**Directions for this task:** Of the entries below, return exactly those lines that fall between the one containing "Issue #1942, opened 2024-11-18" and the one containing "That indicates that", the two end lines included.

**Given data:**
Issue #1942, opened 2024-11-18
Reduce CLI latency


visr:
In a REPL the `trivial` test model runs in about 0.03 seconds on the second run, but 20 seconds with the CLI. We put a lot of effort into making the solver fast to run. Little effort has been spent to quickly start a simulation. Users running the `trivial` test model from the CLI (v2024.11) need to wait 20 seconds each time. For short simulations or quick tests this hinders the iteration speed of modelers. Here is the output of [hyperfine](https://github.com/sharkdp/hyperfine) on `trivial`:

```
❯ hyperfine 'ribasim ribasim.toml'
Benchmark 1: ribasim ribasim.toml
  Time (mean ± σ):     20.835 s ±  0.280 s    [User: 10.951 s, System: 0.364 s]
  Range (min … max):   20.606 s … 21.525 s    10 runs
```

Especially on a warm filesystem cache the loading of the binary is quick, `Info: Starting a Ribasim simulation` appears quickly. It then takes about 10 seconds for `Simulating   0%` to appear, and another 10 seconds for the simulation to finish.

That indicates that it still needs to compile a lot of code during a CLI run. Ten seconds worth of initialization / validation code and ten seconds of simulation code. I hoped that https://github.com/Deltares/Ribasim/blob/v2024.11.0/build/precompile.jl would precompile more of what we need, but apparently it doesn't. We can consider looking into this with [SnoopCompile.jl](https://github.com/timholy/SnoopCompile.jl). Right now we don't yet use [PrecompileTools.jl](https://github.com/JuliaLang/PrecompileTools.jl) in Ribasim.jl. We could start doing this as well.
...
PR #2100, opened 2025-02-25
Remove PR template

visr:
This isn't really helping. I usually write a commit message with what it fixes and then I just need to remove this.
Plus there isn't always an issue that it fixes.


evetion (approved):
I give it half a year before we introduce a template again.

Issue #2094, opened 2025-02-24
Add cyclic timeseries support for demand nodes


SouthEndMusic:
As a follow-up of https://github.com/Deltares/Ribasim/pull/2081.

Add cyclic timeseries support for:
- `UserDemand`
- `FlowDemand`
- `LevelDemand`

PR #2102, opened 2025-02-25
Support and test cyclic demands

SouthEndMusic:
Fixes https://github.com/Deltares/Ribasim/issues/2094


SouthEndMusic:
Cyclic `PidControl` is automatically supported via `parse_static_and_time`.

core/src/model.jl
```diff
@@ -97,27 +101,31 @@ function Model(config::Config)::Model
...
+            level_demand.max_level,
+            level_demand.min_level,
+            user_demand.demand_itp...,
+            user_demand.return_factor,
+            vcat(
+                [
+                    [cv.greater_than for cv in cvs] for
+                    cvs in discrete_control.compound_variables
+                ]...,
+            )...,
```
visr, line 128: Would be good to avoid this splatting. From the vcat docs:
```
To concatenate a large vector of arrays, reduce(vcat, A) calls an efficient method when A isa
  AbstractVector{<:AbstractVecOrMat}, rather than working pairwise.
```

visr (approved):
* * *
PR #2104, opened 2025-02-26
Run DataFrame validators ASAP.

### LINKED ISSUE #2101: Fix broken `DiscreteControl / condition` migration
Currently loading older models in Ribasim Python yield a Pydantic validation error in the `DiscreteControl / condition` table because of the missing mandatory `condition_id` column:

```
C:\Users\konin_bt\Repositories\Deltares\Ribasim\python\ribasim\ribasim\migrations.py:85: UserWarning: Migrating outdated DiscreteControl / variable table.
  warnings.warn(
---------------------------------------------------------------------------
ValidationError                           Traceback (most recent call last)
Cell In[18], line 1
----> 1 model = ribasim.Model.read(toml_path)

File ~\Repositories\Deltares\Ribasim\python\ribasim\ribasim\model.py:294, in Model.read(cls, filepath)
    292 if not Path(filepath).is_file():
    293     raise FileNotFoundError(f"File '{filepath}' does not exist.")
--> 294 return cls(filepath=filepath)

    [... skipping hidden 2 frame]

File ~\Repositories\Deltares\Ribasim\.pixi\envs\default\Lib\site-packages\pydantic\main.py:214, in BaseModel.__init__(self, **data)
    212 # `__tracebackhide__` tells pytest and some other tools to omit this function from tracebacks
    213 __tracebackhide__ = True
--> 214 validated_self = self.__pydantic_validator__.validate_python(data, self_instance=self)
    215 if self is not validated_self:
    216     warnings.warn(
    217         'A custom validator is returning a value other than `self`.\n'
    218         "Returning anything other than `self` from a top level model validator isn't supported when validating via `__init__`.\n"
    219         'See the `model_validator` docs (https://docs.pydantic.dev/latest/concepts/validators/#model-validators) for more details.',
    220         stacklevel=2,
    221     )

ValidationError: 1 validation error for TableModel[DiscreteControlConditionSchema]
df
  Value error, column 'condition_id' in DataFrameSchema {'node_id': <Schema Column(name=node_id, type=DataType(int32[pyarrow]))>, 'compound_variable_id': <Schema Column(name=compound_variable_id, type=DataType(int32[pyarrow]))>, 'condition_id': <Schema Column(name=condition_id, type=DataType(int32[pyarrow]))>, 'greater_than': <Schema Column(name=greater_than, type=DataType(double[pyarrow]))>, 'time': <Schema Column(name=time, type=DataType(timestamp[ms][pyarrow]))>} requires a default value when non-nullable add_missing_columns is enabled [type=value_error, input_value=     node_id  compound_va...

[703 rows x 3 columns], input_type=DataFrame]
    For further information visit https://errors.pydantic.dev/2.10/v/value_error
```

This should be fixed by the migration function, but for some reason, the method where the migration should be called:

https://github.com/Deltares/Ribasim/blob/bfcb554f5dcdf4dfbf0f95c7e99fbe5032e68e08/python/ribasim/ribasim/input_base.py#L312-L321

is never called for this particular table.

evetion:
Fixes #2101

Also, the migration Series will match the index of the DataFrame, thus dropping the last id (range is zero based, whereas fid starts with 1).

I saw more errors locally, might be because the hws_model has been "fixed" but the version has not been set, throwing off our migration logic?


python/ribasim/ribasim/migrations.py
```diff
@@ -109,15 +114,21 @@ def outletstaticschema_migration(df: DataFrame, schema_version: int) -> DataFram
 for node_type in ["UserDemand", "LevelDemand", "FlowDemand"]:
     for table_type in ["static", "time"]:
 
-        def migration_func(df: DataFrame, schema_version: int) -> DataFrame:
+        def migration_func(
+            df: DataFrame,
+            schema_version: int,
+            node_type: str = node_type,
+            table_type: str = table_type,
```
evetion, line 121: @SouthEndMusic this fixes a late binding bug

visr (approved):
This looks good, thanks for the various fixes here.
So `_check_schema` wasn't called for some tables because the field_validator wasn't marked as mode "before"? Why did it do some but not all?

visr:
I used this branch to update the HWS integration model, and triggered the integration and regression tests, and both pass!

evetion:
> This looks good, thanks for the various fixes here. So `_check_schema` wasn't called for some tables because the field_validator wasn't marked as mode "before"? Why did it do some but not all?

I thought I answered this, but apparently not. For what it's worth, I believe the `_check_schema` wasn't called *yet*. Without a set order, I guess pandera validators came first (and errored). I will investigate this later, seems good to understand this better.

**Answer space:**
Issue #1942, opened 2024-11-18
Reduce CLI latency


visr:
In a REPL the `trivial` test model runs in about 0.03 seconds on the second run, but 20 seconds with the CLI. We put a lot of effort into making the solver fast to run. Little effort has been spent to quickly start a simulation. Users running the `trivial` test model from the CLI (v2024.11) need to wait 20 seconds each time. For short simulations or quick tests this hinders the iteration speed of modelers. Here is the output of [hyperfine](https://github.com/sharkdp/hyperfine) on `trivial`:

```
❯ hyperfine 'ribasim ribasim.toml'
Benchmark 1: ribasim ribasim.toml
  Time (mean ± σ):     20.835 s ±  0.280 s    [User: 10.951 s, System: 0.364 s]
  Range (min … max):   20.606 s … 21.525 s    10 runs
```

Especially on a warm filesystem cache the loading of the binary is quick, `Info: Starting a Ribasim simulation` appears quickly. It then takes about 10 seconds for `Simulating   0%` to appear, and another 10 seconds for the simulation to finish.

That indicates that it still needs to compile a lot of code during a CLI run. Ten seconds worth of initialization / validation code and ten seconds of simulation code. I hoped that https://github.com/Deltares/Ribasim/blob/v2024.11.0/build/precompile.jl would precompile more of what we need, but apparently it doesn't. We can consider looking into this with [SnoopCompile.jl](https://github.com/timholy/SnoopCompile.jl). Right now we don't yet use [PrecompileTools.jl](https://github.com/JuliaLang/PrecompileTools.jl) in Ribasim.jl. We could start doing this as well.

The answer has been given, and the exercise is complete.